§ WORK ORDER
Reply with only a number, the count of lines in the listing that include the word "opened".

►

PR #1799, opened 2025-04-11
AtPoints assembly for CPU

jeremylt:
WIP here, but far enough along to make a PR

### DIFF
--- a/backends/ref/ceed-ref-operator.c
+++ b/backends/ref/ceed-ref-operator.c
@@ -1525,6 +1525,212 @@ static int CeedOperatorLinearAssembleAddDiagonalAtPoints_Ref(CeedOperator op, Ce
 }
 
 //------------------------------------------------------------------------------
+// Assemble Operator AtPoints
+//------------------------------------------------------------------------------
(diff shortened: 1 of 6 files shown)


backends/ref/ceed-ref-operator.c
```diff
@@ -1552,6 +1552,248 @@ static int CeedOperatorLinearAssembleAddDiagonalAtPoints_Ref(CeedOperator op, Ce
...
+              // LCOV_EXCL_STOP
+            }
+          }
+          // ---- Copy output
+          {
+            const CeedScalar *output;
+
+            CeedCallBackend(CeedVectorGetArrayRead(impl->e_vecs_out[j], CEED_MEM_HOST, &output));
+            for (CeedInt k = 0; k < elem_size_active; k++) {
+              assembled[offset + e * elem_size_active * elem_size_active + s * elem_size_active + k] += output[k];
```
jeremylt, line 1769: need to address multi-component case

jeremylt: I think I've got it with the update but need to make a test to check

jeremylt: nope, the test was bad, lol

◄
►

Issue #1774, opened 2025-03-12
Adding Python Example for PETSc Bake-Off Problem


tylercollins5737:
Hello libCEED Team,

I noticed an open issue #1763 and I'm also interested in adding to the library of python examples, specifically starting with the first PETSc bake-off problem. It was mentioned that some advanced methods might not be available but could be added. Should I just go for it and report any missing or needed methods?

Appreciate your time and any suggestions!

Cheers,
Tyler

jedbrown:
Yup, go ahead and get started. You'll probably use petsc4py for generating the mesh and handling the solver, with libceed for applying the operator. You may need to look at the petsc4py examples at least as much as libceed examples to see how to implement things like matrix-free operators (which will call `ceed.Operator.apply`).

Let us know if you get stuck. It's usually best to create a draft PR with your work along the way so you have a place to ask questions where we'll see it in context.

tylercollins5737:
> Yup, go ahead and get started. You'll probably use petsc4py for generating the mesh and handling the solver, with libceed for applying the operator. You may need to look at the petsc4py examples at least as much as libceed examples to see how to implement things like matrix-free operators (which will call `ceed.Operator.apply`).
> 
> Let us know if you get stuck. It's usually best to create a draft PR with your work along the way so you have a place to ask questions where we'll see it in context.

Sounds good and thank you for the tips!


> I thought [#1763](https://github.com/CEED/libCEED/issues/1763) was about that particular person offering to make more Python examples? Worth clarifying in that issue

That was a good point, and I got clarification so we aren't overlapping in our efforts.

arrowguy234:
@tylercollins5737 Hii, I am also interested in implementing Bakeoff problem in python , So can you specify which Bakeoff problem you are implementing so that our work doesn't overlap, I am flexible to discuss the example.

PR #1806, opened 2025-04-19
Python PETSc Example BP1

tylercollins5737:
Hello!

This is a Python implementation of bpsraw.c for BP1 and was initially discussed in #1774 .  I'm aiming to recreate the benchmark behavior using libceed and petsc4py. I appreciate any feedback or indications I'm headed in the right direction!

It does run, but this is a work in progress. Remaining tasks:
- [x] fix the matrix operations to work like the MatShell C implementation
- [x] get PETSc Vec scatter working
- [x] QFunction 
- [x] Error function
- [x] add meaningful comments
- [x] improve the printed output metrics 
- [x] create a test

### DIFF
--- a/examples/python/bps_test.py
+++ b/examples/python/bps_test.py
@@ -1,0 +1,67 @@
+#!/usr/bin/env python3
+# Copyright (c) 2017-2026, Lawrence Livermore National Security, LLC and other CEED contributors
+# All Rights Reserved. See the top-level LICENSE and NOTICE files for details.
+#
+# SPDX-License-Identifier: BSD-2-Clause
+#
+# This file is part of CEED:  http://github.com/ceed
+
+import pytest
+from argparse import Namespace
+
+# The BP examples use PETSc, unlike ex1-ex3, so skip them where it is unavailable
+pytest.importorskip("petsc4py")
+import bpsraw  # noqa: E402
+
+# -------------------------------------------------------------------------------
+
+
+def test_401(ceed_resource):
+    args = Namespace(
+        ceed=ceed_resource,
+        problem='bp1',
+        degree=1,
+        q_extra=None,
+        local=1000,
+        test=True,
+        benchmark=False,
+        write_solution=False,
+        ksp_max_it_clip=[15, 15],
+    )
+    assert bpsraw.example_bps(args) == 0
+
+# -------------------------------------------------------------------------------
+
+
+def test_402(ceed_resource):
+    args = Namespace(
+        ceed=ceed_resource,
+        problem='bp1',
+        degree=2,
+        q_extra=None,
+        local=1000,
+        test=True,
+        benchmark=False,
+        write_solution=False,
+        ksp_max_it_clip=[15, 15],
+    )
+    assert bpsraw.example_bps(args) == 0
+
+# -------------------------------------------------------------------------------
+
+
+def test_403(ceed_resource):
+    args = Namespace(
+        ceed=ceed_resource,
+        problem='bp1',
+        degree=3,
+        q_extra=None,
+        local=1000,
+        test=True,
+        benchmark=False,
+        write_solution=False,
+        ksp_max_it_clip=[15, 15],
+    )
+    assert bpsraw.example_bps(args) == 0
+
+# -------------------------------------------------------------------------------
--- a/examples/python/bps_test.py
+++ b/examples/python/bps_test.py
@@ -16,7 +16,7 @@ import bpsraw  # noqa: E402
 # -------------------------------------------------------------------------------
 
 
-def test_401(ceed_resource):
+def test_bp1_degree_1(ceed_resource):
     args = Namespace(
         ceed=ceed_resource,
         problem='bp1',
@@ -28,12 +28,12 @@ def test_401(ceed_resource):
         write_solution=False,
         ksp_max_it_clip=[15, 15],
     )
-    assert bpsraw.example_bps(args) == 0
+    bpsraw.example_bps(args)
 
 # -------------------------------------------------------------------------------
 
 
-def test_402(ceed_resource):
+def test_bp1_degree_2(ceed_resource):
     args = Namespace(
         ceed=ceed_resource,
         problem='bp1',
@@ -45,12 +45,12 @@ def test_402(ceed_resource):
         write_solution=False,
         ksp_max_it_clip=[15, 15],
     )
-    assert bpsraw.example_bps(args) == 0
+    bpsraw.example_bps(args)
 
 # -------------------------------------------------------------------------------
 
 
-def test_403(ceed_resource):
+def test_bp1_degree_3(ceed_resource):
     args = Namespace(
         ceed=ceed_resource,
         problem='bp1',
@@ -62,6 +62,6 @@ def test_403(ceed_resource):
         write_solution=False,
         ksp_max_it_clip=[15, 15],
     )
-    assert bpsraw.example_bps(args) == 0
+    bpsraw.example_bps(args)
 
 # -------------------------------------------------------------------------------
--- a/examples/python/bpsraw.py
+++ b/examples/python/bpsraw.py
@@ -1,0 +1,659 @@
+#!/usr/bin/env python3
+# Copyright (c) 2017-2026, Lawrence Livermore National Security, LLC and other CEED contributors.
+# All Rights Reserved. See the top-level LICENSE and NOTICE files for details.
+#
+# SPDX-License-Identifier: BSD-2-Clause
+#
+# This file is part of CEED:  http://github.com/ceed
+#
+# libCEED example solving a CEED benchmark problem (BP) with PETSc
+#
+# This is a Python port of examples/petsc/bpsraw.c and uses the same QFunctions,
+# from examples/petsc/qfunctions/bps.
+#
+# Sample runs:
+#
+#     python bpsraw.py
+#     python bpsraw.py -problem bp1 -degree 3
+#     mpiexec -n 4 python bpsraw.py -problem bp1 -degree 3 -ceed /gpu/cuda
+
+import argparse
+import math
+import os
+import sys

◄
►

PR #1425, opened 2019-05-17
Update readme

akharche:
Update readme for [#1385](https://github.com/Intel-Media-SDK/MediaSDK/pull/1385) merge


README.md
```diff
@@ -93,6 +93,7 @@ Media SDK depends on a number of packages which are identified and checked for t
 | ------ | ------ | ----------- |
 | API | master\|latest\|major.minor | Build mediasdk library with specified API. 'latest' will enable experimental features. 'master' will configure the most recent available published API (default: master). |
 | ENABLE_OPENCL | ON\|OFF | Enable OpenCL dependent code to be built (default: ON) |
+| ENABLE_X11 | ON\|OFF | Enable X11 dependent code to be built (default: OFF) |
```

◄

§ RESPONSE BELOW
4